» Problem to work on
Reproduce every record exactly as given.

» Data extract
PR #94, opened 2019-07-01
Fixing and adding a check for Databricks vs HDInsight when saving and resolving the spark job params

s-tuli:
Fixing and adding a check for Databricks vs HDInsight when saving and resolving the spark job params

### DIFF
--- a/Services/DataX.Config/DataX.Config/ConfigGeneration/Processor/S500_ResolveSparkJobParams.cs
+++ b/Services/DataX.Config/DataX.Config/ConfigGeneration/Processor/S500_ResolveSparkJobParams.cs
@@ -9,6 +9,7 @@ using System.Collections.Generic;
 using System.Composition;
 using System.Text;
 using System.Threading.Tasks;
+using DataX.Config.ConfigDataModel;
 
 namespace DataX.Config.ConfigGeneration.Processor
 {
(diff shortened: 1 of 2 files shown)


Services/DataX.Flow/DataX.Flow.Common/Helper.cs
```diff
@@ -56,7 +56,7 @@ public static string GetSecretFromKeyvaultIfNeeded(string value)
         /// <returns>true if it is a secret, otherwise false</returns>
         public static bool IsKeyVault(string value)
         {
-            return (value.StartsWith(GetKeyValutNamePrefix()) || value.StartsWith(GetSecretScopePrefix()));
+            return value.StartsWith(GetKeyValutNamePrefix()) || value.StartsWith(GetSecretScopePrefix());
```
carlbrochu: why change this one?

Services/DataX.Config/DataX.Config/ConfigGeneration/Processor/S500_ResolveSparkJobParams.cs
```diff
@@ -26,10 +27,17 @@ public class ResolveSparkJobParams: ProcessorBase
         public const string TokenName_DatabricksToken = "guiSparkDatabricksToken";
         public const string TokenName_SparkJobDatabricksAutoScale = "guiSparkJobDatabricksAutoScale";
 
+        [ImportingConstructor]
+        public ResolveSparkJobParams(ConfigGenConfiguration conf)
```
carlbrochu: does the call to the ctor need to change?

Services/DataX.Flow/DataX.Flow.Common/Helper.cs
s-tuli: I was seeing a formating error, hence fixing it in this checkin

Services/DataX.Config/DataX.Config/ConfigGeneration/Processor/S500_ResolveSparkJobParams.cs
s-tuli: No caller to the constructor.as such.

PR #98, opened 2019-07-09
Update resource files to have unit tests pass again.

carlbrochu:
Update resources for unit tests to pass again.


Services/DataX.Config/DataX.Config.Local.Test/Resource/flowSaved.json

» Written answer
PR #94, opened 2019-07-01
Fixing and adding a check for Databricks vs HDInsight when saving and resolving the spark job params

s-tuli:
Fixing and adding a check for Databricks vs HDInsight when saving and resolving the spark job params

### DIFF
--- a/Services/DataX.Config/DataX.Config/ConfigGeneration/Processor/S500_ResolveSparkJobParams.cs
+++ b/Services/DataX.Config/DataX.Config/ConfigGeneration/Processor/S500_ResolveSparkJobParams.cs
@@ -9,6 +9,7 @@ using System.Collections.Generic;
 using System.Composition;
 using System.Text;
 using System.Threading.Tasks;
+using DataX.Config.ConfigDataModel;
 
 namespace DataX.Config.ConfigGeneration.Processor
 {
(diff shortened: 1 of 2 files shown)


Services/DataX.Flow/DataX.Flow.Common/Helper.cs
```diff
@@ -56,7 +56,7 @@ public static string GetSecretFromKeyvaultIfNeeded(string value)
         /// <returns>true if it is a secret, otherwise false</returns>
         public static bool IsKeyVault(string value)
         {
-            return (value.StartsWith(GetKeyValutNamePrefix()) || value.StartsWith(GetSecretScopePrefix()));
+            return value.StartsWith(GetKeyValutNamePrefix()) || value.StartsWith(GetSecretScopePrefix());
```
carlbrochu: why change this one?

Services/DataX.Config/DataX.Config/ConfigGeneration/Processor/S500_ResolveSparkJobParams.cs
```diff
@@ -26,10 +27,17 @@ public class ResolveSparkJobParams: ProcessorBase
         public const string TokenName_DatabricksToken = "guiSparkDatabricksToken";
         public const string TokenName_SparkJobDatabricksAutoScale = "guiSparkJobDatabricksAutoScale";
 
+        [ImportingConstructor]
+        public ResolveSparkJobParams(ConfigGenConfiguration conf)
```
carlbrochu: does the call to the ctor need to change?

Services/DataX.Flow/DataX.Flow.Common/Helper.cs
s-tuli: I was seeing a formating error, hence fixing it in this checkin

Services/DataX.Config/DataX.Config/ConfigGeneration/Processor/S500_ResolveSparkJobParams.cs
s-tuli: No caller to the constructor.as such.

PR #98, opened 2019-07-09
Update resource files to have unit tests pass again.

carlbrochu:
Update resources for unit tests to pass again.


Services/DataX.Config/DataX.Config.Local.Test/Resource/flowSaved.json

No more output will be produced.